December 3, 2008
There is a bite in the air this morning. My four-year-old son plays on the floor in front of the fire with an old bolt inside a small empty box. He zooms his make-believe sled over the carpet. This home is a warm, safe place for my boys to learn and grow. But lately I feel like something is amiss, as if there were an iceberg floating ahead of us, just under the surface.
Winston Churchill said “the further back I look, the further forward I can see,” and so I’m brushing up on the history of the Great Depression. There are some similarities between the stock market crash of 2008 and the crash of 1929 … but there are many more differences.
North America has experienced the same sort of boom era as in the Roaring ’20s, with the mass consumption of goods and huge demand for credit by over-extended consumers. But that is about all that is similar. Through most of the 1920s there was a huge crisis in the farming industry. Farmers were supplying more food than was consumed and were unable to compete in an over-supplied market. The land went fallow and drought wreaked havoc throughout the Prairies. But today farming is stable, technology allows us to work around drought, and globalization connects supplies of food to the demands of a climbing world population.
Today governments understand that they must stimulate an economy gone flat. They are pumping billions into the economy, and have created regulatory backstops like guarantees on bank accounts that protect people from losing everything.
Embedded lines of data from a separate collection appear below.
Issue #276, opened 2020-11-16
Support HARFBUZZ and Cairo for ligature


mikelxc:
Emacs-plus doesn't come with ligature support. 
While searching for enabling methods, I've found out that Mac port of Emacs (by Mitsuharu Yamamoto) for macOS has this enabled by default with (mac-auto-operator-composition-mode)
And there's a [ligature.el](https://github.com/mickeynp/ligature.el) which requires HARFBUZZ, and cairo. Both of them are not supported by emacs-plus@27 by default.

mikelxc:
related issue #222

mikelxc:
Work arounds, 
Add
`(when (window-system)
  (set-frame-font "Fira Code"))
(let ((alist '((33 . ".\\(?:\\(?:==\\|!!\\)\\|[!=]\\)")
               (35 . ".\\(?:###\\|##\\|_(\\|[#(?[_{]\\)")
               (36 . ".\\(?:>\\)")
               (37 . ".\\(?:\\(?:%%\\)\\|%\\)")
               (38 . ".\\(?:\\(?:&&\\)\\|&\\)")
               (42 . ".\\(?:\\(?:\\*\\*/\\)\\|\\(?:\\*[*/]\\)\\|[*/>]\\)")
               (43 . ".\\(?:\\(?:\\+\\+\\)\\|[+>]\\)")
               (45 . ".\\(?:\\(?:-[>-]\\|<<\\|>>\\)\\|[<>}~-]\\)")
               (46 . ".\\(?:\\(?:\\.[.<]\\)\\|[.=-]\\)")
               (47 . ".\\(?:\\(?:\\*\\*\\|//\\|==\\)\\|[*/=>]\\)")
               (48 . ".\\(?:x[a-zA-Z]\\)")
               (58 . ".\\(?:::\\|[:=]\\)")
               (59 . ".\\(?:;;\\|;\\)")
               (60 . ".\\(?:\\(?:!--\\)\\|\\(?:~~\\|->\\|\\$>\\|\\*>\\|\\+>\\|--\\|<[<=-]\\|=[<=>]\\||>\\)\\|[*$+~/<=>|-]\\)")
               (61 . ".\\(?:\\(?:/=\\|:=\\|<<\\|=[=>]\\|>>\\)\\|[<=>~]\\)")
               (62 . ".\\(?:\\(?:=>\\|>[=>-]\\)\\|[=>-]\\)")
[...]

PR #371, opened 2021-07-14
Add modern fonts

elken:
Includes harfbuzz & cairo for modern font rendering/better ligature
support by default, can be disabled if required.

Ref: #276

### DIFF
--- a/Formula/emacs-plus@28.rb
+++ b/Formula/emacs-plus@28.rb
@@ -10,6 +10,7 @@ class EmacsPlusAT28 < EmacsBase
 
   # Opt-out
   option "without-cocoa", "Build a non-Cocoa version of Emacs"
+  option "without-modern-fonts", "Disable modern font rendering (not recommended)"
 
   # Opt-in
   option "with-ctags", "Don't remove the ctags executable that Emacs provides"
@@ -35,6 +36,12 @@ class EmacsPlusAT28 < EmacsBase
   depends_on "imagemagick" => :recommended
   depends_on "dbus" => :optional
   depends_on "mailutils" => :optional
+
+  if build.with? "modern-fonts"
+    depends_on "freetype"
+    depends_on "cairo"
+    depends_on "harfbuzz"
+  end
 
   if build.with? "x11"
     depends_on "libxaw"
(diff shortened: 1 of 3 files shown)


Formula/emacs-plus@28.rb
```diff
@@ -10,6 +10,7 @@ class EmacsPlusAT28 < EmacsBase
 
   # Opt-out
   option "without-cocoa", "Build a non-Cocoa version of Emacs"
+  option "without-modern-fonts", "Disable modern font rendering (not recommended)"
```
d12frosted, line 13: What is disadvantage of `modern-fornts`? I mean, is it really should be an opt-out option or just an unconditional feature?

elken: None that I'm aware of, but it's still considered new enough that I think it's worth having the option to turn it off.

d12frosted:
Thank you @elken !

elken:
> Thank you @elken !

Thanks for emacs-plus :)

aaronjensen:
Is there a reason that upstream would not accept this patch?

elken:
Haven't gotten around to submitting yet.

aaronjensen:
Okay, thanks. I just wanted to be aware if there was some upstream concern about it. Seems like possibly not. I'll give it a shot today. Thanks!

elken:
There's almost definitely a better way of doing it so it'll likely get rejected, but the point of the patch is there's no way for macos to build in harfbuzz as it depends on x11.

aaronjensen:
In my experience they are helpful and responsive, so I'm sure they could help you do it in a way they'd be good with.

dsdshcym:
Based on this comment from Alan, it seems that Harfbuzz doesn't have any particular advantages over CoreText
https://www.reddit.com/r/emacs/comments/byddvm/emacsdevel_harfbuzz_is_now_available_on_master/eqnkf9o/?context=3
> there's no particular advantage to Harfbuzz over macOS's CoreText, so Yamamoto Mitsuharu, maintainer of the Mac port and the person who did the final Harfbuzz work, didn't see any point in porting it.

And I can enable ligatures on emacs-plus@28 without Harfbuzz
So I doubt there would be any difference 🤔

aaronjensen:
Interesting. @elken did you notice any concrete difference?

elken:
I did a few visual tests and I thought so but I guess I was wrong. Happy for this to be reverted if there's no significant change.

d12frosted:
I also don't see any difference. @elken feel free to send a PR :)

idrozd:
@dsdshcym may I ask how exactly do you enable ligatures?

This?

```elisp
(unicode-fonts :variables unicode-fonts-enable-ligatures t)
```

squiter:
@dsdshcym sorry to revive this, but how did you enable the ligatures without the harfbuzz?

dsdshcym:
It's been a while, so I kind of forget what I was using

FWIW I'm now using doom-emacs's ligature module to enable ligatures,
see here:
https://github.com/hlissner/doom-emacs/blob/1b1556c4766529cb75837d9d478be1d9bc491078/modules/ui/ligatures/config.el#L180-L193

PR #390, opened 2021-09-04
Fix system appearance patch for Emacs 28

### LINKED ISSUE #369: Natural title bar has bad behavior in emacs-28
I installed emacs-28 in my laptop on MacOS Big Sur. But the title bar seems to be different from before:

In 1929, the stock market crash turned confident optimism to defeat and despair, which lingered a decade until the war came along. Economists believe that the infusion of capital by the Roosevelt government for the war effort took North America out of the Depression, but the war also gave people a cause to rally around, giving North Americans an opportunity to rise out of despair.
The U.S. government has given billions to most of the large banks, hoping they will free up lending enough to stimulate the economy. Nobody knows if shoring up the big companies is good or bad. People need a reason to believe in the future. They need to be inspired and it will take both passionate leadership and tenacity to rebuild confidence in the system. Instead of focusing on big business, what if the government focused subsidies on small to mid-sized businesses?
Small businesses account for about half of all private sector employees and have generated 60-80 percent of net new jobs over the last decade.
A campaign designed to focus on small businesses in Canada is the key to changing public spirit. Government investment in people, innovation, training, research, and strengthening small businesses could go a long way towards building a stronger economy.
The government must begin to treat “subsidies” as investments rather than bail-outs.
Backing small business puts the money into the hands of people who have a stake in the economy, people who are passionate and driven. Throwing it to big corporations does little but pay off the debt their poor management practices have built up over the years. It buys employees their jobs for a few more months, but little more. Instead, government must approach this as any good investor would: Diversify the investments to minimize loss.
Instead of worrying about how this country will hold on, we should be investing in skill, training, and innovation, building a stronger future. Today’s slogan should be, “Invest in small business, it is our future.”